PR #219, opened 2023-02-07
Update manage script to automate set-up

### LINKED ISSUE #210: Update manage script to be more wizard-like
The `manage` script is meant to be a helper used to start the project, and should be as simple and automated as possible.

Some improvements to look into:
- [ ] Prompt to decide whether to use a multi-tenant agent, or the default dedicated instance
- [ ] If the multi-tenant configuration cannot be programmatically inferred, add prompts to collect it
- [ ] Execute `wallet_init.py` when necessary
- [ ] More? Assess what needed.

esune:
The `manage` script has updated to automate the steps to start-up `vc-authn` in various modes:
- the user will be prompted to select whether they want to run in single-tenant or multi-tenant/traction mode
- the user will be prompted to choose whether to use ngrok to expose the services or not

Both `curl` and `jq` are being executed in a docker container, removing the dependency for separate binaries on the path.

Ngrok containers have been moved to a separate compose project file: they need to be started before all of the other services in order to retrieve the public URLs and use set environment variables using their values.

I have not been able to test whether this works with `traction` or not as I cannot start the project in its current state - @Jsyro please let me know if you can run the code and it works.

Resolves #210


esune:
I am still trying to upgrade the `ngrok` containers to use the official, more regent image. Other than that the changes should be good to go.

docker/manage
```diff
@@ -201,33 +163,28 @@ configureEnvironment() {
...
+  export ST_ACAPY_ADMIN_API_KEY_NAME="x-api-key"
+
+  # agent
+  export AGENT_TENANT_MODE="${AGENT_TENANT_MODE:-single}"
+  export AGENT_HOST="http://aca-py"
+  export AGENT_NAME="VC-AuthN Agent"
+  export AGENT_HTTP_PORT=${AGENT_HTTP_PORT:-8030}
+  export AGENT_ADMIN_PORT=${AGENT_ADMIN_PORT:-"8077"}
+  export AGENT_ADMIN_URL=${AGENT_ADMIN_URL:-http://$AGENT_HOST:$AGENT_ADMIN_PORT}
+  export AGENT_ENDPOINT=${AGENT_ENDPOINT:-http://$AGENT_HOST:$AGENT_HTTP_PORT}
```
Jsyro, line 179: AGENT_HOST is set later in the options, so this gets prefixed with `http://aca-py` even when AGENT_HOST is set to `http://<traction-acapy-host>` later.

docker/manage
```diff
@@ -319,6 +255,69 @@ deleteVolumes() {
...
+        ;;
+      2)
+        read  -p "Please provide your tenant's Wallet ID:" MT_ACAPY_WALLET_ID
+        read  -p "Please provide your tenant's Wallet Key:" MT_ACAPY_WALLET_KEY
+        echo "AGENT_TENANT_MODE=multi" > .env
+        echo "MT_ACAPY_WALLET_ID=${MT_ACAPY_WALLET_ID}" >> .env
+        echo "MT_ACAPY_WALLET_KEY=${MT_ACAPY_WALLET_KEY}" >> .env
+        echo "ACAPY_HOST=http://ngrok-traction-agent" >> .env
+        echo "AGENT_ADMIN_PORT=8080" >> .env
+        break
```
Jsyro, line 277: Even using this option, the aca-py container is still started.

Jsyro (changes requested):
When using the 'multi-tenant' option, I ran into two issues. See comments.

docker/manage
esune: Tested locally, aca-py and wallet containers do not get started when selecting multi-tenant/traction option. Can you try pulling the code and trying again (after running `./manage rm`)? It might have been something I pushed after you checked out the code.

Jsyro: disregard, if the container exists, it will be restarted, if it is delete, ./manage correctly DOES NOT create the `aca-py` and `aca-py-ngrok` containers.

docker/manage
esune: The latest commit should fix this issue.

esune:
It looks like there is an issue with the newer `ngrok` images, I will wait until that is resolved before I attempt to upgrade again the configuration. See https://github.com/ngrok/docker-ngrok/issues/25

esune:
Added some tweaks that should make quality of life better when restarting the project while keeping the same settings, and refreshing ngrok endpoints if necessary. If this gets us close enough to where we want to be I'd lean towards merging/closing and logging more specific issues about what needs tweaking as we find out.

Jsyro (approved):
Great changes, still some minor exceptions I need for my development environment, but this should work for everyone else.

◆ What you are asked to do ◆
The string to find is "necessary"; copy every line of the listing that has it.

◆ Response to this task ◆
- [ ] Execute `wallet_init.py` when necessary
Added some tweaks that should make quality of life better when restarting the project while keeping the same settings, and refreshing ngrok endpoints if necessary. If this gets us close enough to where we want to be I'd lean towards merging/closing and logging more specific issues about what needs tweaking as we find out.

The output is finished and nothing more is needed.